Friday, May 28, 2010
If anyone had any doubts before, new government estimates confirmed yesterday that the oil gushing into the Gulf of Mexico surpasses the 11 million gallons dumped into Alaska's Prince William Sound in March 1989, when the Exxon Valdez tanker ran aground. The Sun Herald reports that new estimates from two teams of scientists say the leak in the Gulf is spewing between 504,000 and upwards of a million gallons a day, which means that between 18 million and 39 million gallons have spewed into the ocean to date.
In another development, scientists have discovered a "huge new plume" of what they believe is oil from the spill, that is roughly six miles wide by 22 miles long by 3,300 feet deep, just under the surface of the ocean heading northeast toward Mobile Bay. The plume is approaching an underwater canyon, according to The Sun Herald, "where it could poison the foodchain for sealife in the waters of Florida."
Larry McKinney, executive director of the Harte Research Institute for Gulf of Mexico Studies at Texas A&M University-Corpus Christi, said the DeSoto Canyon off the Florida Panhandle sends nutrient-rich water from the deep sea up to shallower waters.

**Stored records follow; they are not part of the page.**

PR #1402, opened 2023-11-02
Enable checking against mypy with minimal set of fixes

oprypin:
4 significant checks are disabled:
* `strict_optional` - check that an object might be `None` on access
* `warn_no_return` - requiring a `return`
* `assignment` - any assignment of a variable of a wrong type
* `var-annotated` - a type annotation is missing

### DIFF
--- a/markdown/blockprocessors.py
+++ b/markdown/blockprocessors.py
@@ -175,7 +175,7 @@ class ListIndentProcessor(BlockProcessor):
         return block.startswith(' '*self.tab_length) and \
             not self.parser.state.isstate('detabbed') and \
             (parent.tag in self.ITEM_TYPES or
-                (len(parent) and parent[-1] is not None and
+                (len(parent) > 0 and parent[-1] is not None and
                     (parent[-1].tag in self.LIST_TYPES)))
 
     def run(self, parent: etree.Element, blocks: list[str]) -> None:
--- a/markdown/core.py
+++ b/markdown/core.py
@@ -453,8 +453,8 @@ class Markdown:
                 # Don't close here. User may want to write more.
         else:
             # Encode manually and write bytes to stdout.
-            html_bytes = html.encode(encoding, "xmlcharrefreplace")
-            sys.stdout.buffer.write(html_bytes)
+            html = html.encode(encoding, "xmlcharrefreplace")
+            sys.stdout.buffer.write(html)  # type: ignore
 
         return self
 
--- a/markdown/core.py
+++ b/markdown/core.py
@@ -85,7 +85,7 @@ class Markdown:
     callable which accepts an [`Element`][xml.etree.ElementTree.Element] and returns a `str`.
     """
 
-    def __init__(self, **kwargs):
+    def __init__(self, **kwargs) -> None:
         """
         Creates a new Markdown instance.
 
@@ -445,8 +445,8 @@ class Markdown:
                 # Don't close here. User may want to write more.
         else:
             # Encode manually and write bytes to stdout.
-            html = html.encode(encoding, "xmlcharrefreplace")
-            sys.stdout.buffer.write(html)
+            html_bytes = html.encode(encoding, "xmlcharrefreplace")
+            sys.stdout.buffer.write(html_bytes)
 
         return self
 
--- a/markdown/core.py
+++ b/markdown/core.py
@@ -85,7 +85,15 @@ class Markdown:
     callable which accepts an [`Element`][xml.etree.ElementTree.Element] and returns a `str`.
     """
 
-    def __init__(self, **kwargs) -> None:
+    tab_length: int
+    ESCAPED_CHARS: list[str]
+    block_level_elements: list[str]
+    registeredExtensions: list[Extension]
+    stripTopLevelTags: bool
+    references: dict[str, tuple[str, str]]
+    htmlStash: util.HtmlStash
+
+    def __init__(self, **kwargs):
         """
         Creates a new Markdown instance.
 
@@ -106,23 +114,23 @@ class Markdown:
 
         """
 
-        self.tab_length: int = kwargs.get('tab_length', 4)
+        self.tab_length = kwargs.get('tab_length', 4)
 
-        self.ESCAPED_CHARS: list[str] = [
+        self.ESCAPED_CHARS = [
             '\\', '`', '*', '_', '{', '}', '[', ']', '(', ')', '>', '#', '+', '-', '.', '!'
         ]
         """ List of characters which get the backslash escape treatment. """
 
-        self.block_level_elements: list[str] = BLOCK_LEVEL_ELEMENTS.copy()
+        self.block_level_elements = BLOCK_LEVEL_ELEMENTS.copy()
 
-        self.registeredExtensions: list[Extension] = []
+        self.registeredExtensions = []
         self.docType = ""  # TODO: Maybe delete this. It does not appear to be used anymore.
-        self.stripTopLevelTags: bool = True
+        self.stripTopLevelTags = True
 
         self.build_parser()
 
-        self.references: dict[str, tuple[str, str]] = {}
-        self.htmlStash: util.HtmlStash = util.HtmlStash()
+        self.references = {}
+        self.htmlStash = util.HtmlStash()
         self.registerExtensions(extensions=kwargs.get('extensions', []),
                                 configs=kwargs.get('extension_configs', {}))
         self.set_output_format(kwargs.get('output_format', 'xhtml'))
--- a/markdown/extensions/md_in_html.py
+++ b/markdown/extensions/md_in_html.py
@@ -56,7 +56,7 @@ class HTMLExtractorExtra(HTMLExtractor):
         self.block_tags = set(self.block_level_tags) - (self.span_tags | self.raw_tags | self.empty_tags)
         self.span_and_blocks_tags = self.block_tags | self.span_tags
 
-    def reset(self):
+    def reset(self) -> None:
         """Reset this instance.  Loses all unprocessed data."""
         self.mdstack: list[str] = []  # When markdown=1, stack contains a list of tags
         self.treebuilder = etree.TreeBuilder()
--- a/markdown/extensions/md_in_html.py
+++ b/markdown/extensions/md_in_html.py
@@ -40,6 +40,10 @@ class HTMLExtractorExtra(HTMLExtractor):
     Markdown.
     """
 
+    mdstack: list[str] = []  # When markdown=1, stack contains a list of tags
+    treebuilder: etree.TreeBuilder
+    mdstate: list[Literal['block', 'span', 'off', None]]
+
     def __init__(self, md: Markdown, *args, **kwargs):
         # All block-level tags.
         self.block_level_tags = set(md.block_level_elements.copy())
@@ -56,11 +60,11 @@ class HTMLExtractorExtra(HTMLExtractor):
         self.block_tags = set(self.block_level_tags) - (self.span_tags | self.raw_tags | self.empty_tags)
         self.span_and_blocks_tags = self.block_tags | self.span_tags
 
-    def reset(self) -> None:
+    def reset(self):
         """Reset this instance.  Loses all unprocessed data."""
-        self.mdstack: list[str] = []  # When markdown=1, stack contains a list of tags
+        self.mdstack = []  # When markdown=1, stack contains a list of tags
         self.treebuilder = etree.TreeBuilder()
-        self.mdstate: list[Literal['block', 'span', 'off', None]] = []
+        self.mdstate = []
         super().reset()
 
     def close(self):
--- a/markdown/extensions/smarty.py
+++ b/markdown/extensions/smarty.py
@@ -179,7 +179,10 @@ class SubstituteTextPattern(HtmlInlineProcessor):
 
 class SmartyExtension(Extension):
     """ Add Smarty to Markdown. """
-    def __init__(self, **kwargs) -> None:
+
+    substitutions: dict[str, str]
+
+    def __init__(self, **kwargs):
         self.config = {
             'smart_quotes': [True, 'Educate quotes'],
             'smart_angled_quotes': [False, 'Educate angled quotes'],
@@ -189,7 +192,7 @@ class SmartyExtension(Extension):
         }
         """ Default configuration options. """
         super().__init__(**kwargs)
-        self.substitutions: dict[str, str] = dict(substitutions)
+        self.substitutions = dict(substitutions)
         self.substitutions.update(self.getConfig('substitutions', default={}))
 
     def _addPatterns(
--- a/markdown/extensions/smarty.py
+++ b/markdown/extensions/smarty.py
@@ -179,7 +179,7 @@ class SubstituteTextPattern(HtmlInlineProcessor):
 
 class SmartyExtension(Extension):
     """ Add Smarty to Markdown. """
-    def __init__(self, **kwargs):
+    def __init__(self, **kwargs) -> None:
         self.config = {
             'smart_quotes': [True, 'Educate quotes'],
             'smart_angled_quotes': [False, 'Educate angled quotes'],
@@ -199,9 +199,8 @@ class SmartyExtension(Extension):
         serie: str,
         priority: int,
     ):
-        for ind, pattern in enumerate(patterns):
-            pattern += (md,)
-            pattern = SubstituteTextPattern(*pattern)
+        for ind, pattern_args in enumerate(patterns):
+            pattern = SubstituteTextPattern(*pattern_args, md)
             name = 'smarty-%s-%d' % (serie, ind)
             self.inlinePatterns.register(pattern, name, priority-ind)
 
@@ -253,7 +252,7 @@ class SmartyExtension(Extension):
         )
         self._addPatterns(md, patterns, 'quotes', 30)
 
-    def extendMarkdown(self, md):
+    def extendMarkdown(self, md: Markdown):
         configs = self.getConfigs()
         self.inlinePatterns: Registry[inlinepatterns.InlineProcessor] = Registry()
         if configs['smart_ellipses']:
--- a/markdown/inlinepatterns.py
+++ b/markdown/inlinepatterns.py
@@ -47,10 +47,11 @@ import xml.etree.ElementTree as etree
 try:  # pragma: no cover
     from html import entities
 except ImportError:  # pragma: no cover
-    import htmlentitydefs as entities
+    import htmlentitydefs as entities  # type: ignore
 
 if TYPE_CHECKING:  # pragma: no cover
     from markdown import Markdown
+    from . import treeprocessors
 
 
 def build_inlinepatterns(md: Markdown, **kwargs: Any) -> util.Registry[InlineProcessor]:
@@ -191,7 +192,7 @@ class EmStrongItem(NamedTuple):
 # -----------------------------------------------------------------------------
 
 
-class Pattern:  # pragma: no cover
+class _BasePattern:
     """
     Base class that inline patterns subclass.
 
@@ -241,6 +242,32 @@ class Pattern:  # pragma: no cover
         """ Return a compiled regular expression. """
         return self.compiled_re
 
+    def type(self) -> str:
+        """ Return class name, to define pattern type """
+        return self.__class__.__name__
+
+    def unescape(self, text: str) -> str:
+        """ Return unescaped text given text with an inline placeholder. """
+        assert self.md is not None
+        try:
+            inlineprocessor: treeprocessors.InlineProcessor = self.md.treeprocessors['inline']
+            stash = inlineprocessor.stashed_nodes
+        except KeyError:  # pragma: no cover
+            return text
+
+        def get_stash(m: re.Match[str]) -> str:
+            id = m.group(1)
+            if id in stash:
+                value = stash.get(id)
+                if isinstance(value, str):
+                    return value
+                else:
+                    # An `etree` Element - return text content only
+                    return ''.join(value.itertext())
+        return util.INLINE_PLACEHOLDER_RE.sub(get_stash, text)
+
+
+class LegacyPattern(_BasePattern):
     def handleMatch(self, m: re.Match[str]) -> etree.Element | str:
         """Return a ElementTree element from the given match.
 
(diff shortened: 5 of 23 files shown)


waylan:
I'm sorry, this is is still way to much rewriting of code. I will not under any circumstances change the way I write code in a dynamically typed language to suite a type checker. The checker should only be verifying that existing annotations are correct.  

The only edits which are acceptable are edits to the annotations. If you can't make that work, then mypy is not the right tool.

I see three ways forward:

1. Configure mypy to do what I want (seems unlikely).
2. Find a different tool which does what I want.
3. Do nothing.

markdown/treeprocessors.py
```diff
@@ -218,7 +218,7 @@ def linkText(text: str | None) -> None:
                         text = data[strartIndex:index]
                         linkText(text)
 
-                    if not isString(node):  # it's Element
+                    if not isinstance(node, str):  # it's Element
```
waylan: This changes the functionality. Notice that the [isString](https://github.com/Python-Markdown/markdown/blob/3c6cebff6202f0f4ab088a3efa71b0b70eca2d0b/markdown/treeprocessors.py#L48) function only returns `True` if the object is an instance of `str` but not `AtomicString`. Because `AtomicString` is a subclass of `str`, your change has changed the intended behavior. Apparently we don't have a proper test case for this as no tests failed.

I by chance happened to see this and immediately recognized the issue. How many other changes have I missed? Please stop trying to rewrite the code to satisfy a type checker.

oprypin: I am aware of that, but if that situation actually matters then the current code is bugged. If it's `AtomicString` then `child.tail` will crash because `AtomicString` has no such attribute. Looking for such bugs at the moment.

waylan: Yes it actually matters. The entire purpose of `AtomicString` is to prevent further processing of a string of text. If you ignore that, then it no longer serves its purpose.

> child.tail will crash because AtomicString has no such attribute.

Well, neither does `str` so I don't see how your proposed change addresses that.

Curiously, the coverage report indicates that these lines of code have full test coverage. Maybe what we are missing is a case which should result in the if statement being `False`.

oprypin: Could you check the logic again, I think your last comment is incorrect.

`if not isString(node):  # it's Element`

`isString` checks that it's `str`.
`not isString` checks that it's `AtomicString` or `Element`.
But the comment proclaims `# it's Element`, and then the code proceeds to actually assume that wrongly.

oprypin: * Opened #1406 to fix this.

In order to make this small and simple improvement to the code I had to come up with totally contrived test cases  just to follow this-

> However, the fix should always be framed as a fix to the now known bug, not a change to the code to match the type annotations. In other words, I would expect a test case which fails before the fix is applied and succeeds after regardless of any type annotations.

waylan: Thank you for doing that. It was exactly what I was looking for. Much appreciated.

markdown/inlinepatterns.py
```diff
@@ -274,6 +261,27 @@ def get_stash(m):
         return util.INLINE_PLACEHOLDER_RE.sub(get_stash, text)
 
 
+class LegacyPattern(_BasePattern):
```
waylan, line 264: I have very serious objections to the changes to this file. We have API changes. Under no circumstances am I interested in making API changes for type checking. If that means it's not possible to move forward with mypy, then we don't move forward with mypy.

To be clear, this specific line of code is not any more or less relevant than any other. However, the changes are rather sweeping and it was not possible to easily highlight and comment on all relevant lines. I'm speaking about most of the changes to this file in general.

markdown/blockprocessors.py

McKinney said that in a best-case scenario, oil riding the current out of the canyon would rise close enough to the surface to be broken down by sunlight. But if the plume remains relatively intact, it could sweep down the west coast of Florida as a toxic soup as far as the Keys, through what he called some of the most productive parts of the Gulf.
BP is continuing its attempts to stop the leak by pumping heavy mud into the blowout. Company officials said yesterday that it would be "at least" 24 hours before they could say whether the procedure was successful. More than 100 miles of the Louisiana coastline has been affected by oil to date.